◆ **Activity**
State how many lines of the entries hold the string "script", and output nothing but that count.

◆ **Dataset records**

━━━━━━━━

PR #6366, opened 2020-02-28
Basic implementation of IGrainDirectory using the Azure Table API

benjaminpetit:


src/Azure/Orleans.GrainDirectory.AzureStorage/AzureTableGrainDirectory.cs
```diff
@@ -0,0 +1,148 @@
...
+            var result = await this.tableDataManager.ReadSingleTableEntryAsync(this.clusterId, AzureTableUtils.SanitizeTableProperty(address.GrainId));
+
+            // No entry found
+            if (result == null)
+                return;
+
+            // Check if the entry in storage match the one we were asked to delete
+            var entity = result.Item1;
+            if (entity.ActivationId == address.ActivationId)
+                await this.tableDataManager.DeleteTableEntryAsync(GrainDirectoryEntity.FromGrainAddress(this.clusterId, address), entity.ETag);
```
ReubenBond: Maybe the ActivationId should be the ETag :P 

... eventually

src/Orleans.Core.Abstractions/GrainDirectory/IGrainDirectory.cs
```diff
@@ -58,5 +58,22 @@ public class GrainAddress
...
+                   this.ActivationId == address.ActivationId;
+        }
+
+        public override int GetHashCode()
+        {
+            var hashCode = 1043893337;
+            hashCode = hashCode * -1521134295 + EqualityComparer<string>.Default.GetHashCode(this.SiloAddress);
+            hashCode = hashCode * -1521134295 + EqualityComparer<string>.Default.GetHashCode(this.GrainId);
+            hashCode = hashCode * -1521134295 + EqualityComparer<string>.Default.GetHashCode(this.ActivationId);
+            return hashCode;
```
ReubenBond: We can pull in the Microsoft.Bcl.HashCode package and use `HashCode.Combine` here instead (but this is fine, too)

src/Azure/Shared/Storage/AzureTableDataManager.cs
```diff
@@ -216,6 +218,45 @@ public async Task<string> UpsertTableEntryAsync(T data)
...
+        {
+            const string operation = "InsertTableEntry";
+            var startTime = DateTime.UtcNow;
+            if (Logger.IsEnabled(LogLevel.Trace)) Logger.Trace("{0} entry {1} into table {2}", operation, data, TableName);
+
+            try
+            {
+                try
+                {
+                    // WAS:
```
sergeybykov: Don't need this commented out code?

src/Azure/Shared/Storage/AzureTableDataManager.cs
```diff
@@ -216,6 +218,45 @@ public async Task<string> UpsertTableEntryAsync(T data)
...
+                    var opResult = await tableReference.ExecuteAsync(TableOperation.Insert(data));
+                    return (true, opResult.Etag);
+                }
+                catch (StorageException storageException) when (storageException?.RequestInformation?.HttpStatusCode == (int)HttpStatusCode.Conflict)
+                {
+                    return (false, null);
+                }
+                catch (Exception exc)
+                {
+                    Logger.Warn((int)Utilities.ErrorCode.AzureTable_06,
```
sergeybykov: This is copy-pasted from above. Can we avoid code duplication like that with a helper method instead? There's a number of similar cases in this code file.

sergeybykov: BTW, I don't understand why we same "Intermediate" here.

src/Orleans.Core.Abstractions/GrainDirectory/IGrainDirectory.cs
benjaminpetit: I just want to avoid pulling too many dependencies on `Abstractions`...

@sergeybykov not sure what you are suggesting here. It's a `GetHashCode` generated from VS2019

sergeybykov: I'm fine with that.

ReubenBond:
I think we're waiting for at least one fix from Ben, to correctly sanitize the RowId column

PR #6370, opened 2020-02-28
Simplify OrleansTaskScheduler

ReubenBond:
This PR removes some unnecessary code from OrleansTaskScheduler, including the `TaskScheduler` base class itself (so is the name still fitting? I don't know).

This involves hoisting a few lines of code into `WorkItemGroup` (the core 'schedule this' code), but mostly removing unneeded code.

In addition, the PR removes some unnecessary wrapping/allocations where a closure is wrapped in a ClosureWorkItem, which is then wrapped in a Task and scheduled.

Instead, the closure can often be passed directly as an Action and only wrapped in a Task if the a context is present - otherwise it is scheduled directly on the ThreadPool.

There's more which could be done, but I think this is a good start to unraveling and simplifying some of the remaining scheduling code.


src/Orleans.Runtime/GrainDirectory/ClientObserverRegistrar.cs
```diff
@@ -54,7 +54,7 @@ internal void SetHostedClient(IHostedClient client)
             this.hostedClient = client;
             if (client != null)
             {
-                this.scheduler.QueueAction(Start, this).Ignore();
+                this.scheduler.QueueAction(Start, this);
```
ReubenBond: Note that this method is now implemented on OrleansTaskScheduler itself rather than as an extension. It is a void method now.
The extension method which this line previously called (which returns a Task) was renamed to `QueueActionAsync`.

sergeybykov:
Build failure?

ReubenBond:
Oops, pushed a fix.

PR #6374, opened 2020-03-01
Fix errors reported by GitHub Semmle code analysis tools.

jthelin:
https://lgtm.com/projects/g/dotnet/orleans/?mode=list&severity=error

Fix errors reported by GitHub Semmle code analysis tools:

- Missing X-Frame-Options HTTP header - https://lgtm.com/rules/1506102236348/
- Using a package with a known vulnerability - https://lgtm.com/rules/1506697777412/
- Possible loss of precision - https://lgtm.com/rules/1506096756023/

Ensure Test.cmd clears the `Platform` environment variable (same as in Build.cmd) in case it is run on separate cmd session (eg Appveyor builds)

Remove unused $outDir param from Parallel-Tests.ps1 script.

### DIFF
--- a/Parallel-Tests.ps1
+++ b/Parallel-Tests.ps1
@@ -3,7 +3,7 @@ param(
     [string] $testFilter,
     [string] $dotnet)
 
-$maxDegreeOfParallelism = ($env:NUMBER_OF_PROCESSORS, 4).Minimum
+$maxDegreeOfParallelism = [math]::min($env:NUMBER_OF_PROCESSORS, 4)
 Write-Host "Max Job Parallelism = $maxDegreeOfParallelism"
 
 $failed = $false
--- a/Parallel-Tests.ps1
+++ b/Parallel-Tests.ps1
@@ -3,7 +3,7 @@ param(
     [string] $testFilter,
     [string] $dotnet)
 
-$maxDegreeOfParallelism = $env:NUMBER_OF_PROCESSORS
+$maxDegreeOfParallelism = ($env:NUMBER_OF_PROCESSORS, 4).Minimum
 Write-Host "Max Job Parallelism = $maxDegreeOfParallelism"
 
 $failed = $false
--- a/Parallel-Tests.ps1
+++ b/Parallel-Tests.ps1
@@ -1,10 +1,11 @@
 param(
     [string[]] $directories,
     [string] $testFilter,
-    [string] $outDir,
     [string] $dotnet)
 
-$maxDegreeOfParallelism = 4
+$maxDegreeOfParallelism = $env:NUMBER_OF_PROCESSORS
+Write-Host "Max Job Parallelism = $maxDegreeOfParallelism"
+
 $failed = $false
 
 if( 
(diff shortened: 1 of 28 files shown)


jthelin:
The first run of the **Functional** test suite failed with what looks like a system clock resolution edge case glitch in test case Tester.AzureUtils.Persistence.PersistenceProviderTests_Local.PersistenceProvider_Memory_FixedLatency_WriteRead

```
Write: Expected minimum latency = 00:00:00.2000000 Actual = 00:00:00.1975619

   at Tester.AzureUtils.Persistence.PersistenceProviderTests_Local.PersistenceProvider_Memory_FixedLatency_WriteRead() in C:\agent\_work\2\s\test\Extensions\TesterAzureUtils\Persistence\PersistenceProviderTests.cs:line 237
```

Hopefully rerunning the test will get a better result next time!

jthelin:
There are also another 222 Warnings and 34 Recommendations reported by Semmle code analysis, if anyone wants to lend a hand with some code cleanup work.

https://lgtm.com/projects/g/dotnet/orleans/?mode=tree

jthelin:
PR #6378 addresses the unrelated test glitch found when running the Functional test suite for this PR.

Parallel-Tests.ps1
```diff
@@ -1,10 +1,11 @@
 param(
     [string[]] $directories,
     [string] $testFilter,
-    [string] $outDir,
     [string] $dotnet)
 
-$maxDegreeOfParallelism = 4
```
sergeybykov: This was intentionally constrained because we saw issues with too many tests trying to execute in parallel. There's a chance that issue is gone now, but I doubt it.

Parallel-Tests.ps1
```diff
@@ -1,10 +1,11 @@
 param(
     [string[]] $directories,
     [string] $testFilter,
-    [string] $outDir,
```
sergeybykov: This might be used in the ADO build definition. I'm not 100% positive though.

Test.cmd
```diff
@@ -15,12 +19,6 @@ call Ensure-DotNetSdk.cmd
 pushd "%CMDHOME%"
 @cd
 
-SET TestResultDir=%CMDHOME%\Binaries\%BuildConfiguration%\TestResults
```
sergeybykov: Why delete this? I believe it is used by the ADO build.

Parallel-Tests.ps1
jthelin: I was actually trying to accommodate environments with less that 4 (v-)cores available, which were causing the same problems that you probably originally encountered.
I can change this to Max(num_procs, 4) if preferred.

Parallel-Tests.ps1
jthelin: This param is not used anywhere else in this script, which was why it seems like a candidate for removal. 
All the ADO tests linked to GitHub PR validation seem to pass OK, because they used the `Test.cmd` script which calls this `Parallel-Tests.ps1` script. 
Do you have other (internal) builds that call `Parallel-Tests.ps1` directly?

Test.cmd
jthelin: This was the value passed as the $outDir param in `Parallel-Tests.ps1`, which isn't used in that script. 
Sounds like you are saying this is read as an environment variable by something in one of the builds?
Would you prefer I can leave the EV even though the param is not used?

jthelin: I un-removed these EV's, although I can't find where they might be used.

Parallel-Tests.ps1
jthelin: Fixed: Limit parallel test jobs to max 4, or NUMBER_OF_PROCESSORS if that is less.

Parallel-Tests.ps1
sergeybykov: I checked - we do simply call Test.cmd. You are right.

sergeybykov:
Thank you, Jorgen!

━━━━━━━━

◆ **Response to this task**
4